In its initial incarnation USAID was a Cold War agency designed to help poor countries, but also to ensure that the United States was very visibly the one doing the helping. This focus produced both considerable efficiency and bipartisan support.

When the Cold War ended, USAID lost some of its support, especially among conservative Republicans. As a result, in addition to shrinking, it was forced to adopt "private sector reforms" that compelled it to do most of its contracting with big American NGOs, who then disbursed funds and generally ran the show. This may have been well meant, but it bloated costs because USAID paid its US contractors at US rates instead of paying local organizations at lower local rates. USAID also lost a lot of its insights into local conditions on the ground.

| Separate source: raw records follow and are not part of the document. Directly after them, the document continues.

PR #1565, opened 2020-07-08
fix and tune the request parsing

adamsitnik:
@sebastienros  ;p


benaadams:
https://github.com/aspnet/Benchmarks/pull/1566 also has a change to return 404 on default route, also is less adventurous, maybe merge that an rebase this on it (if it improves)?

adamsitnik:
I've updated my branch

adamsitnik:
@sebastienros I think that it's still worth to merge this PR as it's unifying the 3.0 and 5.0 code (this time 5.0 had bug, 3.0 did not) and also improving the perf by using this dummy check of what is the second char in the buffer (every path has unique char[1])

PR #1571, opened 2020-07-16
Fix Mono LLVM AOT support for custom output files

fanyang-mono:
The first version of Mono LLVM AOT support didn't take custom output files into consideration. I made some adjustment in this PR to support that use case.

/cc @kouvel


kouvel:
LGTM, thanks!

PR #1579, opened 2020-08-05
Fixing wrong endpoint urls

Zoxive:
perf-win and citrine-amd had load and db endpoints backwards


sebastienros:
Thanks, but they don't. The intent is to be able to run some jobs in parallel, knowing that db and load machines are physically identical.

As you'd expect, this produced a carousel of reform proposals, as one decade's fashions ("private-public partnerships") ceded to another's. This is from 2021:

USAID spends so inefficiently because every year the agency needs to move more than $20 billion to projects worldwide. It has become dependent on funneling hundreds of millions, sometimes billions, of dollars to mammoth government contractors. In fiscal year 2017, for instance, 60 percent of agency funding went to just 25 organizations.

To right the ship, USAID needs a procurement renaissance. It must break its dependence on large and inefficient government contractors, increase its use of pay-for-results programs, and scale up initiatives that make it easier for small and medium-sized enterprises and organizations based in low- and middle-income countries to do business with the world’s largest development agency. Smaller organizations are far nimbler than juggernaut contractors. And local organizations have intimate familiarity with the issues that need solving and have a more direct stake in producing good outcomes.

None of this has really happened and USAID has remained dependent mostly on big US partners. That said, these criticisms, which come from both Republicans and Democrats, are relatively mild and technocratic. No one wanted to burn USAID to the ground. So what happened? The answer is largely DEI and climate change. Here is Project 2025:

The Administration has incorporated its radical climate policy into every USAID initiative. It has joined or funded international partnerships dedicated to advancing the aims of the Paris Climate Agreement and has supported the idea of giving trillions of dollars more in aid transfers for “climate reparations.”

....USAID installed advisers on Diversity, Equity, and Inclusion (DEI) committees “in all its Bureaus, Offices, and [overseas] Missions”.... A Chief DEI Officer oversees this DEI infrastructure and sits in the Administrator’s office. DEI directives are now part of all agency policies....The upshot has been to racialize the agency and create a hostile work environment for anyone who disagrees with the Biden Administration’s identity politics.

But still, this suggests only going after USAID's DEI and climate change offices, not taking a blowtorch to the whole agency. So again, what happened?

The answer, when you finally reach the dark core, is a conspiracy theorist named Mike Benz, who suddenly decided in 2022 that USAID was a criminal organization:

According to Benz’s posts, USAID’s crimes are plenty, and they go straight to the top, accusations he lobs in rapid speeches filled with acronyms and hyperbole.

Benz paints a federal grant to a journalism outfit as proof USAID funded the 2019 impeachment of Trump.... Funding to a scientific research nonprofit is evidence that USAID played a role in starting the pandemic.... Benz also cites unspecified “source docs” as substantiation that USAID was censoring social media. From former President Barack Obama to the Bush family, “they’re all in on it,” he told a Newsmax host Tuesday.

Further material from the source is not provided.